A higher concentration of PGFM in the serum and uterus is associated with a lower amount of recovered TE. This negative correlation is consistent with previous in vivo studies [32,34] in which PGF2α had a detrimental effect on embryonic survival. Schrick et al. [34] showed that a high concentration of PGF2α was negatively correlated with embryo quality. In vitro culture of embryos with PGF 2α reduced pre-compacted and compacted embryos development and decreased hatching [32]. The present association between PGFM concentration in SOV cows and the number of TE in addition to the strong correlation between serum and uterine PGFM concentration at both sampling days indicates the need for further studies to validate serum PGFM concentration as a marker to predict the number of TE in superovulated cows.

The concentrations of urea in the serum and uterine lavage fluid were affected by the SOV treatment. In both compartments, the mean concentrations of urea were significantly higher at DER than day 7 and the DER of the control group. Increased serum urea impaired fertility and embryo growth and survival in dairy cattle because it is associated with low uterine pH and a suboptimal environment for embryo growth and development [27]. However, the level of urea in the present study was still in the normal range [27] and was not associated with the number of TE.

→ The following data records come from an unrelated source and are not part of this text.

PR #1330, opened 2022-10-19
Added the ignored scope parameter to the quantize function signature

alexsu52:
### Changes
Added the ignored scope parameter to the quantize function signature. Support the ignored scope in the OpenVINO backend.

### Reason for changes

Feature alignment with POT OpenVINO

### Related tickets

N/A

### Tests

In the uterine lavage fluid, the concentration of TP was higher at DER than day 7; however, no significant difference in serum TP concentration was observed between groups. Chorfi et al. [3] did not observe any association between TP and the number of transferable embryos. In serum, no change of Glu concentration was measured and no correlation was found between the uterine lavage fluid concentration in the SOV group. A lack of correlation between the 2 compartments was previously reported [13]. In uterine lavage fluid of the SOV group, the Glu concentration was much lower at both sampling times relative to the control group. At DER, this may reflect the more important transformation of Glu into pyruvate and lactate by a larger number of embryos present in the uterus of the SOV group. Even though there are conflicting reports [13,21] of the effect of Glu on embryo quality, increased Glu was associated with increased cleavage rate to the blastocyst stage and involved in early embryo energy metabolism [36]. The enzyme LDH plays a role in Glu metabolism, catalyzing the anaerobic conversion of pyruvate to lactate [10,11]. In the present study, uterine LDH concentration was higher in the SOV group at DER than the control group. LDH has been suggested as an indicator of healthier embryos [10].

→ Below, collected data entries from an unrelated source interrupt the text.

PR #1339, opened 2022-10-25
Add telemetry to NNCF

vshampor:
### Changes

Implemented basic scope of telemetry events, using `openvino-telemetry` as a backend. Currently directing events to a test GA dashboard.

### Reason for changes
Usage analytics

### Related tickets
test_telemetry* in common and all backends

### Tests
TBA

### DIFF
--- a/nncf/common/composite_compression.py
+++ b/nncf/common/composite_compression.py
@@ -322,7 +322,10 @@ class CompositeCompressionAlgorithmController(CompressionAlgorithmController):
             assert backend is BackendType.TORCH
             from nncf.torch.exporter import PTExporter #pylint: disable=cyclic-import
             exporter = PTExporter(self.model, input_names, output_names, model_args)
-        exporter.export_model(save_path, save_format)
+        if save_format is not None:
+            exporter.export_model(save_path, save_format)
+        else:
+            exporter.export_model(save_path)
 
     def disable_scheduler(self) -> None:
         self._scheduler = CompositeCompressionScheduler()
--- a/nncf/definitions.py
+++ b/nncf/definitions.py
@@ -19,4 +19,4 @@ HW_CONFIG_RELATIVE_DIR = "common/hardware/configs"
 # so that certain actions within NNCF proper, such as telemetry event collection or
 # debug dumps, are performed or not performed
 NNCF_CI_ENV_VAR_NAME = "NNCF_CI"  # Must be set in CI environments
-NNCF_DEV_ENV_VAR_NAME = "NNCF_DEV" # Must be set in environments of the NNCF dev team machines
+NNCF_DEV_ENV_VAR_NAME = "NNCF_DEV"  # Must be set in environments of the NNCF dev team machines
--- a/nncf/experimental/quantization/compression_builder.py
+++ b/nncf/experimental/quantization/compression_builder.py
@@ -21,10 +21,8 @@ from nncf.experimental.quantization.telemetry_extractors import CompressionStart
 
 from nncf.quantization.algorithms.algorithm import Algorithm
 from nncf.common.tensor_statistics.aggregator import StatisticsAggregator
-from nncf.telemetry import NNCFTelemetry
 from nncf.telemetry import tracked_function
 from nncf.telemetry.events import NNCF_ONNX_CATEGORY
-from nncf.telemetry.events import NNCF_TF_CATEGORY
 
 TModel = TypeVar('TModel')
 
@@ -69,7 +67,7 @@ class CompressionBuilder:
 
         return None
 
-    @tracked_function(NNCF_TF_CATEGORY, [CompressionStartedFromBuilder(argname="self"), ])
+    @tracked_function(NNCF_ONNX_CATEGORY, [CompressionStartedFromBuilder(argname="self"), ])
     def apply(self, model: TModel, dataset: Dataset) -> TModel:
         """
         Apply compression algorithms to the 'model'.
@@ -82,7 +80,6 @@ class CompressionBuilder:
         5) Collect all statistics.
         6) Apply algorithms.
         """
-        algo_names = sorted([x.__class__.__name__ for x in self.algorithms])
 
         if not self.algorithms:
             nncf_logger.info('There are no algorithms added. The original model will be returned.')
--- a/nncf/experimental/quantization/compression_builder.py
+++ b/nncf/experimental/quantization/compression_builder.py
@@ -17,11 +17,14 @@ from nncf import Dataset
 from nncf.common.utils.logger import logger as nncf_logger
 from nncf.common.utils.backend import BackendType
 from nncf.common.utils.backend import get_backend
+from nncf.experimental.quantization.telemetry_extractors import CompressionStartedFromBuilder
 
 from nncf.quantization.algorithms.algorithm import Algorithm
 from nncf.common.tensor_statistics.aggregator import StatisticsAggregator
 from nncf.telemetry import NNCFTelemetry
+from nncf.telemetry import tracked_function
 from nncf.telemetry.events import NNCF_ONNX_CATEGORY
+from nncf.telemetry.events import NNCF_TF_CATEGORY
 
 TModel = TypeVar('TModel')
 
@@ -66,6 +69,7 @@ class CompressionBuilder:
 
         return None
 
+    @tracked_function(NNCF_TF_CATEGORY, [CompressionStartedFromBuilder(argname="self"), ])
     def apply(self, model: TModel, dataset: Dataset) -> TModel:
         """
         Apply compression algorithms to the 'model'.
@@ -78,11 +82,7 @@ class CompressionBuilder:
         5) Collect all statistics.
         6) Apply algorithms.
         """
-        NNCFTelemetry.start_session(NNCF_ONNX_CATEGORY)
         algo_names = sorted([x.__class__.__name__ for x in self.algorithms])
-        NNCFTelemetry.send_event(event_category=NNCF_ONNX_CATEGORY,
-                                 event_action='compression_started',
-                                 event_label=','.join(algo_names))
 
         if not self.algorithms:
             nncf_logger.info('There are no algorithms added. The original model will be returned.')
@@ -105,5 +105,4 @@ class CompressionBuilder:
 
         for algorithm in self.algorithms:
             modified_model = algorithm.apply(modified_model, statistics_aggregator.statistic_points)
-        NNCFTelemetry.end_session(NNCF_ONNX_CATEGORY)
         return modified_model
--- a/nncf/experimental/quantization/compression_builder.py
+++ b/nncf/experimental/quantization/compression_builder.py
@@ -15,13 +15,13 @@ from typing import TypeVar
 
 from nncf import Dataset
 from nncf.common.utils.logger import logger as nncf_logger
-from nncf.common.graph.model_transformer import ModelTransformer
 from nncf.common.utils.backend import BackendType
 from nncf.common.utils.backend import get_backend
 
-from nncf.common.engine import Engine
 from nncf.quantization.algorithms.algorithm import Algorithm
 from nncf.common.tensor_statistics.aggregator import StatisticsAggregator
+from nncf.telemetry_wrapper.telemetry import NNCFTelemetry
+from nncf.telemetry_wrapper.telemetry import NNCF_ONNX_CATEGORY
 
 TModel = TypeVar('TModel')
 
@@ -78,6 +78,11 @@ class CompressionBuilder:
         5) Collect all statistics.
         6) Apply algorithms.
         """
+        NNCFTelemetry.start_session(NNCF_ONNX_CATEGORY)
+        algo_names = sorted([x.__class__.__name__ for x in self.algorithms])
+        NNCFTelemetry.send_event(event_category=NNCF_ONNX_CATEGORY,
+                                 event_action='compression_started',
+                                 event_label=','.join(algo_names))
 
         if not self.algorithms:
             nncf_logger.info('There are no algorithms added. The original model will be returned.')
@@ -91,6 +96,7 @@ class CompressionBuilder:
         modified_model = self._get_prepared_model_for_compression(model, backend)
 
         statistics_aggregator = self._create_statistics_aggregator(dataset, backend)
+
         for algorithm in self.algorithms:
             statistic_points = algorithm.get_statistic_points(modified_model)
             statistics_aggregator.register_stastistic_points(statistic_points)
@@ -99,4 +105,5 @@ class CompressionBuilder:
 
         for algorithm in self.algorithms:
             modified_model = algorithm.apply(modified_model, statistics_aggregator.statistic_points)
+        NNCFTelemetry.end_session(NNCF_ONNX_CATEGORY)
         return modified_model
--- a/nncf/experimental/quantization/compression_builder.py
+++ b/nncf/experimental/quantization/compression_builder.py
@@ -20,8 +20,8 @@ from nncf.common.utils.backend import get_backend
 
 from nncf.quantization.algorithms.algorithm import Algorithm
 from nncf.common.tensor_statistics.aggregator import StatisticsAggregator
-from nncf.telemetry_wrapper.telemetry import NNCFTelemetry
-from nncf.telemetry_wrapper.telemetry import NNCF_ONNX_CATEGORY
+from nncf.telemetry import NNCFTelemetry
+from nncf.telemetry.events import NNCF_ONNX_CATEGORY
 
 TModel = TypeVar('TModel')
 
--- a/nncf/openvino/quantization/quantize.py
+++ b/nncf/openvino/quantization/quantize.py
@@ -31,6 +31,8 @@ from nncf.common.quantization.structs import QuantizationPreset
 from nncf.common.utils.logger import logger as nncf_logger
 from nncf.openvino.engine import OVEngine
 from nncf.openvino.quantization.accuracy_aware import NMSEBasedAccuracyAware
+from nncf.telemetry_wrapper.telemetry import NNCFTelemetry
+from nncf.telemetry_wrapper.telemetry import NNCF_OV_CATEGORY
 
 
 def _convert_openvino_model_to_compressed_model(model: ov.Model,
@@ -105,16 +107,11 @@ def quantize_impl(model: ov.Model,
     """
     Implementation of the `quantize()` method for the OpenVINO backend.
     """
+
+    NNCFTelemetry.start_session(NNCF_OV_CATEGORY)
     pot.utils.logger.init_logger(
         level=logging.getLevelName(nncf_logger.getEffectiveLevel())
     )
-    pot_model = _convert_openvino_model_to_compressed_model(model, target_device)
-
-    engine_config = {
-        'device': 'CPU',
-        'stat_requests_number': 2,
-        'eval_requests_number': 2,
-    }
 
     algorithms = [
         {
@@ -130,12 +127,45 @@ def quantize_impl(model: ov.Model,
         }
     ]
 
+    algo_names = sorted([x['name'] for x in algorithms])
+    NNCFTelemetry.send_event(event_category=NNCF_OV_CATEGORY,
+                             event_action='compression_started',
+                             event_label=','.join(algo_names))
+
+    NNCFTelemetry.send_event(event_category=NNCF_OV_CATEGORY,
+                             event_action='target_device',
+                             event_label=target_device.value)
+    NNCFTelemetry.send_event(event_category=NNCF_OV_CATEGORY,
+                             event_action='preset',
+                             event_label=preset.value)
+
+    pot_model = _convert_openvino_model_to_compressed_model(model, target_device)
+
+    NNCFTelemetry.send_event(event_category=NNCF_OV_CATEGORY,
+                             event_action='ov_model_converted_to_compressed',
+                             event_label='')
+    engine_config = {
+        'device': 'CPU',
+        'stat_requests_number': 2,
+        'eval_requests_number': 2,
+    }
+
     engine = OVEngine(engine_config, calibration_dataset, calibration_dataset)
     pipeline = pot.create_pipeline(algorithms, engine)
     compressed_model = pipeline.run(pot_model)
+
     pot.compress_model_weights(compressed_model)
 
+    NNCFTelemetry.send_event(event_category=NNCF_OV_CATEGORY,
+                             event_action='model_compressed',
+                             event_label='')
+
     quantized_model = _convert_compressed_model_to_openvino_model(compressed_model)
+
+    NNCFTelemetry.send_event(event_category=NNCF_OV_CATEGORY,
+                             event_action='compressed_model_converted_to_ov',
+                             event_label='')
+    NNCFTelemetry.end_session(NNCF_OV_CATEGORY)
 
     return quantized_model
 
@@ -198,6 +228,8 @@ def quantize_with_accuracy_control_impl(model: ov.Model,
     compressed_model = pipeline.run(pot_model)
     pot.compress_model_weights(compressed_model)
 
+
     quantized_model = _convert_compressed_model_to_openvino_model(compressed_model)
+
 
     return quantized_model
--- a/nncf/openvino/quantization/quantize.py
+++ b/nncf/openvino/quantization/quantize.py
@@ -31,8 +31,8 @@ from nncf.common.quantization.structs import QuantizationPreset
 from nncf.common.utils.logger import logger as nncf_logger
 from nncf.openvino.engine import OVEngine
 from nncf.openvino.quantization.accuracy_aware import NMSEBasedAccuracyAware
-from nncf.telemetry_wrapper.telemetry import NNCFTelemetry
-from nncf.telemetry_wrapper.telemetry import NNCF_OV_CATEGORY
+from nncf.telemetry import NNCFTelemetry
+from nncf.telemetry.events import NNCF_OV_CATEGORY
 
 
 def _convert_openvino_model_to_compressed_model(model: ov.Model,
--- a/nncf/openvino/quantization/quantize.py
+++ b/nncf/openvino/quantization/quantize.py
@@ -109,7 +109,6 @@ def quantize_impl(model: ov.Model,
     """
     Implementation of the `quantize()` method for the OpenVINO backend.
     """
-
     pot.utils.logger.init_logger(
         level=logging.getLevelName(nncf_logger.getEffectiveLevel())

In terms of uterine infection, three cows had Arcanobacterium pyogenes isolated from the uterus at day 7 and DER, and none of these had embryos recovered at DER. Moreover, there was no correlation between endometrial cytology and the number of TE, suggesting that endometrial cytology with a PMN threshold of 0.9 to 3.1% did not impair survival of the embryos during SOV between 80 and 185 DIM. This is supported by a previous study [8], in which < 6% of PMN on endometrial cytology was not associated with a reduction of fertility. Drillich et al. [7] demonstrated that cows with PMN observed upon endometrial cytology at DER when no PMN were present the day before insemination had a significantly higher number of TE. However, the precise proportion of PMN on endometrial cytology was not presented.

Electrolytes in the uterus regulate enzyme activities, as well as maintain normal pH and embryo development [1]. For the three electrolytes, Na, Cl and K, there was no change in serum concentration after SOV. In the uterus, Cl and K concentrations were significantly higher in SOV than in the control group. An increase of these two electrolytes may promote embryo blastocoel formation [39] and the establishment of tight junctions during blastocyst expansion [38]. However, electrolyte changes were not correlated with the number of TE.

In conclusion, the results of the present study provide reference values for several uterine lavage fluid parameters for the non-SOV group and some indications that SOV leads to changes in uterine and serum PGFM that may consequently affect the number of TE in Holstein dairy cows.